Task instructions: Copy each entry exactly, leaving nothing out.

Dataset content:
=== Section Start ===
PR #2212, opened 2026-06-14
fix: clarify evaluate_script selector guidance

### LINKED ISSUE #1892: The agent attempts to use MCP-specific uids (from accessibility tree snapshots) as if they were standard HTML attributes or valid element references in evaluate_script.
### Description of the bug

Example of attempted tool (mis)use:
```
{
  "name": "mcp_chrome-devtools_evaluate_script",
  "args": { "function": "() => document.querySelector('[uid=\"3_125\"]').innerText" }
}
```

Observed once after activation of `chrome-devtools` skill and once without prior skill activation.

In both cases, the agent immediately realized uid is not a DOM attribute and switched to standard CSS selectors.

### Reproduction

1. Use `take_snapshot`
2. Use `evaluate_script` (for example to query innerText of an element)

### Expectation

Agent should be informed by one of the tool descriptions or by the skill that `uid`s are not part of the DOM and cannot be used in query selectors.

### MCP configuration

any

0.20.1

### Chrome version

_No response_

### Coding agent version

gemini-cli

### Model version

gemini-2.5-flash

### Chat log

_No response_

### Node version

_No response_

### Operating system

None

### Extra checklist

### LINKED ISSUE #1895: The agent uses library-specific pseudo-classes (like :contains) that are invalid in native querySelector.
### Description of the bug

Example tool (mis)use:
```
{
  "name": "mcp_chrome-devtools_evaluate_script",
  "args": { "function": "() => document.querySelector('th:contains(\"UPC\") + td').innerText" }
}
```

This happened without prior `chrome-devtools` skill activation.

### Reproduction

Prompt the agent to search for specific information on a page for which it has high confidence of knowing the exact structure (and thus attempting to make targeted read)

### Expectation

Tool description should provide more detailed description for the context scripts will be evaluated in.

### MCP configuration

any

v0.20.1

### Chrome version

_No response_

### Coding agent version

gemini-cli

### Model version

gemini-2.5-flash

### Chat log

_No response_

### Node version

_No response_

### Operating system

None

### Extra checklist

luohui1:
## Summary
- clarify that evaluate_script runs with standard browser DOM APIs and CSS selectors
- explain that snapshot uids should be passed through args rather than queried as DOM attributes
- add an eval scenario covering UPC table lookup without :contains or uid/ref attribute selectors

Fixes #1892
Fixes #1895

## Tests
- npm run build
- npm run docs:generate
- npm run cli:generate
- npm run format
- npm exec eslint -- --cache .
- npm exec prettier -- --check --cache .
- $env:PUPPETEER_EXECUTABLE_PATH='C:\Program Files\Google\Chrome\Application\chrome.exe'; npm run test tests\tools\script.test.ts

Note: npm run check-format passes ESLint and Prettier on this Windows checkout, then exits non-zero because the script's trailing `.;` is parsed as an extra Prettier path.

### DIFF
--- a/docs/tool-reference.md
+++ b/docs/tool-reference.md
@@ -345,11 +345,11 @@
 ### `evaluate_script`
 
 **Description:** Evaluate a JavaScript function inside the currently selected page. Returns the response as JSON,
-so returned values have to be JSON-serializable.
+so returned values have to be JSON-serializable. Use standard browser DOM APIs. Snapshot uids are not DOM attributes; to work with a snapshot element, pass its uid through args instead of using it in document.querySelector(). querySelector only accepts standard CSS selectors, not jQuery-style pseudo-classes such as :contains().
 
 **Parameters:**
 
-- **function** (string) **(required)**: A JavaScript function declaration to be executed by the tool in the currently selected page.
+- **function** (string) **(required)**: A JavaScript function declaration to be executed by the tool in the currently selected page. Use standard browser DOM APIs and selectors.
   Example without arguments: `() => {
   return document.title
 }` or `async () => {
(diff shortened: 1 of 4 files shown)


zyzyzyryxy:
We no longer observe those issues with newer models, both issues were closed. Thank you for the effort though!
=== Section End ===
Task output:
PR #2212, opened 2026-06-14
fix: clarify evaluate_script selector guidance

### LINKED ISSUE #1892: The agent attempts to use MCP-specific uids (from accessibility tree snapshots) as if they were standard HTML attributes or valid element references in evaluate_script.
### Description of the bug

Example of attempted tool (mis)use:
```
{
  "name": "mcp_chrome-devtools_evaluate_script",
  "args": { "function": "() => document.querySelector('[uid=\"3_125\"]').innerText" }
}
```

Observed once after activation of `chrome-devtools` skill and once without prior skill activation.

In both cases, the agent immediately realized uid is not a DOM attribute and switched to standard CSS selectors.

### Reproduction

1. Use `take_snapshot`
2. Use `evaluate_script` (for example to query innerText of an element)

### Expectation

Agent should be informed by one of the tool descriptions or by the skill that `uid`s are not part of the DOM and cannot be used in query selectors.

### MCP configuration

any

0.20.1

### Chrome version

_No response_

### Coding agent version

gemini-cli

### Model version

gemini-2.5-flash

### Chat log

_No response_

### Node version

_No response_

### Operating system

None

### Extra checklist

### LINKED ISSUE #1895: The agent uses library-specific pseudo-classes (like :contains) that are invalid in native querySelector.
### Description of the bug

Example tool (mis)use:
```
{
  "name": "mcp_chrome-devtools_evaluate_script",
  "args": { "function": "() => document.querySelector('th:contains(\"UPC\") + td').innerText" }
}
```

This happened without prior `chrome-devtools` skill activation.

### Reproduction

Prompt the agent to search for specific information on a page for which it has high confidence of knowing the exact structure (and thus attempting to make targeted read)

### Expectation

Tool description should provide more detailed description for the context scripts will be evaluated in.

### MCP configuration

any

v0.20.1

### Chrome version

_No response_

### Coding agent version

gemini-cli

### Model version

gemini-2.5-flash

### Chat log

_No response_

### Node version

_No response_

### Operating system

None

### Extra checklist

luohui1:
## Summary
- clarify that evaluate_script runs with standard browser DOM APIs and CSS selectors
- explain that snapshot uids should be passed through args rather than queried as DOM attributes
- add an eval scenario covering UPC table lookup without :contains or uid/ref attribute selectors

Fixes #1892
Fixes #1895

## Tests
- npm run build
- npm run docs:generate
- npm run cli:generate
- npm run format
- npm exec eslint -- --cache .
- npm exec prettier -- --check --cache .
- $env:PUPPETEER_EXECUTABLE_PATH='C:\Program Files\Google\Chrome\Application\chrome.exe'; npm run test tests\tools\script.test.ts

Note: npm run check-format passes ESLint and Prettier on this Windows checkout, then exits non-zero because the script's trailing `.;` is parsed as an extra Prettier path.

### DIFF
--- a/docs/tool-reference.md
+++ b/docs/tool-reference.md
@@ -345,11 +345,11 @@
 ### `evaluate_script`
 
 **Description:** Evaluate a JavaScript function inside the currently selected page. Returns the response as JSON,
-so returned values have to be JSON-serializable.
+so returned values have to be JSON-serializable. Use standard browser DOM APIs. Snapshot uids are not DOM attributes; to work with a snapshot element, pass its uid through args instead of using it in document.querySelector(). querySelector only accepts standard CSS selectors, not jQuery-style pseudo-classes such as :contains().
 
 **Parameters:**
 
-- **function** (string) **(required)**: A JavaScript function declaration to be executed by the tool in the currently selected page.
+- **function** (string) **(required)**: A JavaScript function declaration to be executed by the tool in the currently selected page. Use standard browser DOM APIs and selectors.
   Example without arguments: `() => {
   return document.title
 }` or `async () => {
(diff shortened: 1 of 4 files shown)


zyzyzyryxy:
We no longer observe those issues with newer models, both issues were closed. Thank you for the effort though!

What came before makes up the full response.